What this risk is, and why it matters
Parallel proceedings arise when a regulator and law enforcement examine the same conduct at the same time. For senior leaders the central danger is cross-contamination: cooperation, disclosures or admissions made to satisfy a civil regulator can be handed to prosecutors and used in a criminal case, while invoking the right to silence in one forum can prejudice the other. Coordinating, rather than separately managing, the two tracks is essential to avoid compounding exposure.
Legal and regulatory framework
In many systems, regulators and criminal authorities operate concurrently and share information, so material produced under regulatory compulsion may flow to prosecutors subject to limits that vary by jurisdiction. Protections against self-incrimination, the use of compelled testimony and legal privilege all apply differently across civil and criminal forums. Recent posture in several markets favours close inter-agency cooperation, raising the risk that a civil inquiry foreshadows or feeds a criminal one.

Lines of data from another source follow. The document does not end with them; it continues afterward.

PR #254, opened 2021-07-13
A candidate new CI procedure

weikengchen:
## Motivation

This PR replaces the CI procedure for development efficiency. 

## Summary of the changes:

- Move check-style to Circle CI, since GitHub CI sometimes has network failures. This change may be reverted in the future.
- Increase the Circle CI Rust minimal stack size to 64MB, which seems to be needed for certain tests.
- Split the tests as follows: 
   * Rust-nightly is broken down into individual crates' nightly and an integration-nightly. 
   * Rust-stable is replaced by an integration test on stable.
   * The integration test, which consists of the testnet1 part and the testnet2 part, is further split.
   * Names of the tests have been simplified.
- Remove `codecov` test temporarily since it is broken at this moment and seems to invariably demand a longer test time. It will be brought back later.

Expected that a full test procedure is now about 10m instead of 25m or longer.


weikengchen:
Adding @Protryon for a review since he has dealt with snarkOS min stack size and may provide some feedback on the choice of 64MB. The 64MB seems to be sufficient for this moment although some tests are still too heavy to run.

howardwu:
@weikengchen one of things we talked about was only supporting stable (and foregoing nightly) given the amount of breaking changes nightly tends to introduce, and frequently require two variants of syntax.

weikengchen:
Updated. The nightly tests are dropped.

.circleci/config.yml
```diff
@@ -282,29 +266,42 @@ jobs:
...
           name: Build and run tests
           no_output_timeout: 35m
-          command: cd utilities && RUST_MIN_STACK=8388608 cargo test
+          command: cd utilities && RUST_MIN_STACK=67108864 cargo test
       - clear_environment:
           cache_key: snarkvm-utilities-cache
 
+  fmt:
+    docker:
+      - image: howardwu/snarkos-ci:2021-03-25
```
howardwu, line 275:
```suggestion
      - image: cimg/rust:1.53.0
```

weikengchen: Oh nope! that image is for the `nightly` because our `fmt` is done over it.

howardwu (approved):

PR #2957, opened 2025-10-14
Update ConsensusVersion::V11 heights

vicsn:
## Motivation

Based on the current height and last 7 days network speed


niklaslong (approved):
LGTM pending confirmation on the canary block time.

vicsn:
> LGTM pending confirmation on the canary block time.

Average blocktime indeed is a surprisingly slow 7 seconds on Canary.
The current values assume 4 seconds, but that is only all the more cautious. Instead of the migration kicking in after 3 days, it will kick in in ~6 days.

Typical scenarios and impact
Scenarios include a regulatory settlement that becomes evidence in a prosecution, or a criminal investigation that freezes the ability to cooperate civilly. The exposure spans organisational and individual liability, with criminal outcomes carrying the gravest consequences, including custodial risk for individuals and substantial corporate penalties. Mismanaging sequencing can forfeit cooperation credit on one side while creating admissions usable on the other, worsening both outcomes.
Mitigation framework and when to engage an expert
Treat the two tracks as a single coordinated problem from the outset. Engage criminal-defence and regulatory counsel together to map information flows, control disclosures, and decide on timing and any assertion of privilege or silence. Avoid making admissions in the civil forum without assessing criminal consequences. Manage individual conflicts through separate representation where needed, and use experienced advisers to negotiate sequencing with the authorities.